(Collected data entries)
'''

PR #4767, opened 2025-12-02
Conditionally use C++14 for Highway sources

kleisauke:
Highway requires at least C++14 starting from version 1.4.0.

See: https://github.com/google/highway/pull/2805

'''

WHAT IS REQUIRED >>
Every entry is to be restated word for word.

EXERCISE SOLUTION >>
PR #4767, opened 2025-12-02
Conditionally use C++14 for Highway sources

kleisauke:
Highway requires at least C++14 starting from version 1.4.0.

See: https://github.com/google/highway/pull/2805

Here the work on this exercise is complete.